*Brief*.
In the records below, begin at the line containing "PR #3719, opened 2026-07-28" and end at the line containing "ensure that all"; quote every line in that span exactly, including both boundary lines, and no others.
BEGIN Excerpted data
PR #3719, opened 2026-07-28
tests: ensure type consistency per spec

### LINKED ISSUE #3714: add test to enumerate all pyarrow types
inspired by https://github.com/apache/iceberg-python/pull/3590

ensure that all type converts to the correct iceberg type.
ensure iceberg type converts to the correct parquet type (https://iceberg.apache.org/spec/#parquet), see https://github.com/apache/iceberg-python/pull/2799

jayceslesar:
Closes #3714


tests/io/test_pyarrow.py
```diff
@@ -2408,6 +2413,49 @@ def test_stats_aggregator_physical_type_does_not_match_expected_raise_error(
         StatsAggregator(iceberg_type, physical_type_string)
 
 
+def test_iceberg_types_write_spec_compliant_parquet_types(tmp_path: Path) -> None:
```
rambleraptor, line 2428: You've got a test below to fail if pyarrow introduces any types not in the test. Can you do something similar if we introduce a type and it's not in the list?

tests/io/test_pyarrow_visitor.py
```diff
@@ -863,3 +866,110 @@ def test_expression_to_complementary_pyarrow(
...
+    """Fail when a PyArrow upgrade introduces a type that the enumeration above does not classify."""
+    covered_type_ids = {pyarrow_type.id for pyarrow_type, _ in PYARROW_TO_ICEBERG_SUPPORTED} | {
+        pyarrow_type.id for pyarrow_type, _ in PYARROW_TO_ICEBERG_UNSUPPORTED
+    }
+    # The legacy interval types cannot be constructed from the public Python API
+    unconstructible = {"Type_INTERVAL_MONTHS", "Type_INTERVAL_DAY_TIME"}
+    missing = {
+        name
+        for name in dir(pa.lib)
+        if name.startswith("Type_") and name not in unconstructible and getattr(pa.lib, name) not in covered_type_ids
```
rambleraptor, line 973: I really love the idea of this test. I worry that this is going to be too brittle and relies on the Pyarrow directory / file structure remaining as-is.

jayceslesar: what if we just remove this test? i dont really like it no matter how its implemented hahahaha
END Excerpted data
BEGIN Excerpted data
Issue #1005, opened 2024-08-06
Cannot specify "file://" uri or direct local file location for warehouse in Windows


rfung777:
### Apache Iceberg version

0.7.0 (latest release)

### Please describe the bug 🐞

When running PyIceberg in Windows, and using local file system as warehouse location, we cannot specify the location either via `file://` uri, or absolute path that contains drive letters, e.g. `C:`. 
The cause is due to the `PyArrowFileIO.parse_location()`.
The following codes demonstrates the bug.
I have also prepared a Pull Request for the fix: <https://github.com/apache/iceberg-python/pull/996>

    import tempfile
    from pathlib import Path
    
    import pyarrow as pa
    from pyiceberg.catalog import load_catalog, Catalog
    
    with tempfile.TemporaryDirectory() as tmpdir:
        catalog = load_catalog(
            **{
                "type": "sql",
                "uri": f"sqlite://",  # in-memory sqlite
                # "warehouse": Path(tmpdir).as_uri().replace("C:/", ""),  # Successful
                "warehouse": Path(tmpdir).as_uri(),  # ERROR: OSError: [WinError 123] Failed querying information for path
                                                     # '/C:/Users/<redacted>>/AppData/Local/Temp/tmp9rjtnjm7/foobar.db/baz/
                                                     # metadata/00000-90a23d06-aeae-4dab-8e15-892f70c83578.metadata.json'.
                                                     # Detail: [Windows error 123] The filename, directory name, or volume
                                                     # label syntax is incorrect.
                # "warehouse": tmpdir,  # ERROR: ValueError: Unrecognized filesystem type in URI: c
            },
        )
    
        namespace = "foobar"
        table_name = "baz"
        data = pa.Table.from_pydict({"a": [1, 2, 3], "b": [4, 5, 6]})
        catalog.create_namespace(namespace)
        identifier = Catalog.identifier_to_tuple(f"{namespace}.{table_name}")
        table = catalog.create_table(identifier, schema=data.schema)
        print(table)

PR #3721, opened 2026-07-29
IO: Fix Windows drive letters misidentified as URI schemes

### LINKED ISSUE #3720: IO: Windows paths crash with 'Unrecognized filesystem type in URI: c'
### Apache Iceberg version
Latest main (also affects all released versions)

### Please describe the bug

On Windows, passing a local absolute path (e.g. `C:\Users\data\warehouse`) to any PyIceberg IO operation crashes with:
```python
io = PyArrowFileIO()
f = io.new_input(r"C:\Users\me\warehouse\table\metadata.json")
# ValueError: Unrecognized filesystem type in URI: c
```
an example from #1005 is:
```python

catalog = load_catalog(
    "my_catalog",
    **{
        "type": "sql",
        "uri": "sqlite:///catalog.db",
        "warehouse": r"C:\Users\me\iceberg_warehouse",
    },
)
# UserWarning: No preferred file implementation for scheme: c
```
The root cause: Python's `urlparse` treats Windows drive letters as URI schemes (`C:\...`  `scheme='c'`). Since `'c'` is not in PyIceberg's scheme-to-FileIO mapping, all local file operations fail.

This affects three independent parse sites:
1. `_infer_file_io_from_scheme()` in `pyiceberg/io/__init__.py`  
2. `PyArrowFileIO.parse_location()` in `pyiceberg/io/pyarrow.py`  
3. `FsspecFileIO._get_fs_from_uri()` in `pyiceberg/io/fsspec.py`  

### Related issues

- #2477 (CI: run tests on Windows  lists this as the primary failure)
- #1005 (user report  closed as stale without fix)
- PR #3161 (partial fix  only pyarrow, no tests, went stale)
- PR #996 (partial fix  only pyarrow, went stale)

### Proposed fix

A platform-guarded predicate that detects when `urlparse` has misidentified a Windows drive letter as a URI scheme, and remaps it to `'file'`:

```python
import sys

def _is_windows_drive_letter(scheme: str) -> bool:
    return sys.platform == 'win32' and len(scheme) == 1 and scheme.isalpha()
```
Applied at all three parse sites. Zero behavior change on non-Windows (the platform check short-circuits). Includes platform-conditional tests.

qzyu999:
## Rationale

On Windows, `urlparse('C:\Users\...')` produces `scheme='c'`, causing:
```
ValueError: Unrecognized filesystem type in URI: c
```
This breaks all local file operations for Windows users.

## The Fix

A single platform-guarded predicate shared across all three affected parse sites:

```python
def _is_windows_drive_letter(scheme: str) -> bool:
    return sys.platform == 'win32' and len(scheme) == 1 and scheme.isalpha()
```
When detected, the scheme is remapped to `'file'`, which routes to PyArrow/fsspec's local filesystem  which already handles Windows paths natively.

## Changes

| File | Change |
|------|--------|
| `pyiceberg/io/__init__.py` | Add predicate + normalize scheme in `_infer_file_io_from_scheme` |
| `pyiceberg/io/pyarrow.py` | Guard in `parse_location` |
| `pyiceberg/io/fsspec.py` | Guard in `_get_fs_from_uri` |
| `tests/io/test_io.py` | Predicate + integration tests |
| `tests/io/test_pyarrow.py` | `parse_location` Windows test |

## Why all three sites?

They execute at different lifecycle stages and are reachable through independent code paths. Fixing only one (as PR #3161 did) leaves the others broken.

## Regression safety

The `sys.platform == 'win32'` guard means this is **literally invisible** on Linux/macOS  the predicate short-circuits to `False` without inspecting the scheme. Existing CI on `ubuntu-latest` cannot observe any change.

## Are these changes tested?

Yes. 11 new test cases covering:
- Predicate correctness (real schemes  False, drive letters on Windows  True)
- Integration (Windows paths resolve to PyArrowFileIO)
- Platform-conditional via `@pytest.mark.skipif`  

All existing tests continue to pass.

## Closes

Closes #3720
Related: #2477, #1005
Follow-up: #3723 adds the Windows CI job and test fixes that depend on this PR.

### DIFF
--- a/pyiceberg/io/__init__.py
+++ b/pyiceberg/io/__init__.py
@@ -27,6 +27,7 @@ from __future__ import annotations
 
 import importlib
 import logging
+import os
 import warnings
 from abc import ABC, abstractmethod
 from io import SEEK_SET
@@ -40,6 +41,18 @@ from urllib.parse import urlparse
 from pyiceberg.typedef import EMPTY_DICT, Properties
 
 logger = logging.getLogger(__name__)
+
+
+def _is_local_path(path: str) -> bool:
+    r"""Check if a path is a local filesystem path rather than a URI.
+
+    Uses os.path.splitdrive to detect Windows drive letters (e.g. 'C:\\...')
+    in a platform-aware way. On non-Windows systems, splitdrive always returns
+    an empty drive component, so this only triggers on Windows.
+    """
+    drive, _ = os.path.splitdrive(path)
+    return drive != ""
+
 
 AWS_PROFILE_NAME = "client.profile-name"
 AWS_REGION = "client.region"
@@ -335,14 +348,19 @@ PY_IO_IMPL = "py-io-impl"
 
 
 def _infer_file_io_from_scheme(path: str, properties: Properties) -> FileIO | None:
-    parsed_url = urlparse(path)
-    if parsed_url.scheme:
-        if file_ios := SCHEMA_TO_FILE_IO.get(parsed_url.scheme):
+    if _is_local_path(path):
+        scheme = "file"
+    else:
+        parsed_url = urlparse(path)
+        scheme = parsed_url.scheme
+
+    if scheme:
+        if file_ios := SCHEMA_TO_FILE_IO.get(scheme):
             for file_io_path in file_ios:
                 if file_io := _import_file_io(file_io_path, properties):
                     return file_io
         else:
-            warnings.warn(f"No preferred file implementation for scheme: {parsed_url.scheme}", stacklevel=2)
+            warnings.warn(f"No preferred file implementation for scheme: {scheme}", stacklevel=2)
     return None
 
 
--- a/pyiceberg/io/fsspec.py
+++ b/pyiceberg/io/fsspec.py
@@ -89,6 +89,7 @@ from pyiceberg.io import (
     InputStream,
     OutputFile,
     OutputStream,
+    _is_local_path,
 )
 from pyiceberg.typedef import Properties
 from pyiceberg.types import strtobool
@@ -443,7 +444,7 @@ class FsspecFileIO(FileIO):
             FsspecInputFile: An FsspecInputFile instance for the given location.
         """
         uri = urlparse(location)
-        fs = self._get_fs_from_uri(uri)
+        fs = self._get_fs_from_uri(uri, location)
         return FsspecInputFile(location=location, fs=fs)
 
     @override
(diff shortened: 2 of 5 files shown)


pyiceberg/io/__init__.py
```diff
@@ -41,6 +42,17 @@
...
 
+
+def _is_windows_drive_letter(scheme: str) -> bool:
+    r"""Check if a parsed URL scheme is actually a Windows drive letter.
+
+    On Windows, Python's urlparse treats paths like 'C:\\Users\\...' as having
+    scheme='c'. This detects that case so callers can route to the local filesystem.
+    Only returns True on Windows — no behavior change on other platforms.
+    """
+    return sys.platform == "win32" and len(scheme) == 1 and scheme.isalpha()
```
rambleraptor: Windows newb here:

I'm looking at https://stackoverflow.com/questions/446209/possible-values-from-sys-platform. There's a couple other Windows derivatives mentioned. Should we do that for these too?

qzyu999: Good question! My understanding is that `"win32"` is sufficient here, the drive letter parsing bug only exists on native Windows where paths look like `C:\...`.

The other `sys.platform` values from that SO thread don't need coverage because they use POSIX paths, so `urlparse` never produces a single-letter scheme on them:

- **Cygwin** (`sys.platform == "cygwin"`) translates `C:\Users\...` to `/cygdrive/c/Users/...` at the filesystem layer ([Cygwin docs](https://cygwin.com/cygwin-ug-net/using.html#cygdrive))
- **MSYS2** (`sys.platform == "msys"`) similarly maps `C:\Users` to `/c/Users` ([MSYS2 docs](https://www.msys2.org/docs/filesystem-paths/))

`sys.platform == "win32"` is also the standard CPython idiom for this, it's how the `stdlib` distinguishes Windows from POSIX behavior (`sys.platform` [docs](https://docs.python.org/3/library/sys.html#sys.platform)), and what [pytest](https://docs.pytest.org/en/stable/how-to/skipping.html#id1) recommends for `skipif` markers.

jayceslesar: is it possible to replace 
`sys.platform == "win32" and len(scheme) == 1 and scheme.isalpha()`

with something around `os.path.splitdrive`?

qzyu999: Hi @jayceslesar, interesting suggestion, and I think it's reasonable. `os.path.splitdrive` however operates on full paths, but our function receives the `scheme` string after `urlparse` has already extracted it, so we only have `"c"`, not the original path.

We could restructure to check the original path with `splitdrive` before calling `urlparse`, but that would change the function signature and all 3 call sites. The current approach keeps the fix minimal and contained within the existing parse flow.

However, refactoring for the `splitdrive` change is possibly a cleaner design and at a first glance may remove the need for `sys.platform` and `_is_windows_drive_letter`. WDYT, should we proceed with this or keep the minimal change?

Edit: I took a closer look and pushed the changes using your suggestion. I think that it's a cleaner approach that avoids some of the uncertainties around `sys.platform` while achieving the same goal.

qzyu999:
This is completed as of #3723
END Excerpted data
*Solved exercise*.
PR #3719, opened 2026-07-28
tests: ensure type consistency per spec

### LINKED ISSUE #3714: add test to enumerate all pyarrow types
inspired by https://github.com/apache/iceberg-python/pull/3590

ensure that all type converts to the correct iceberg type.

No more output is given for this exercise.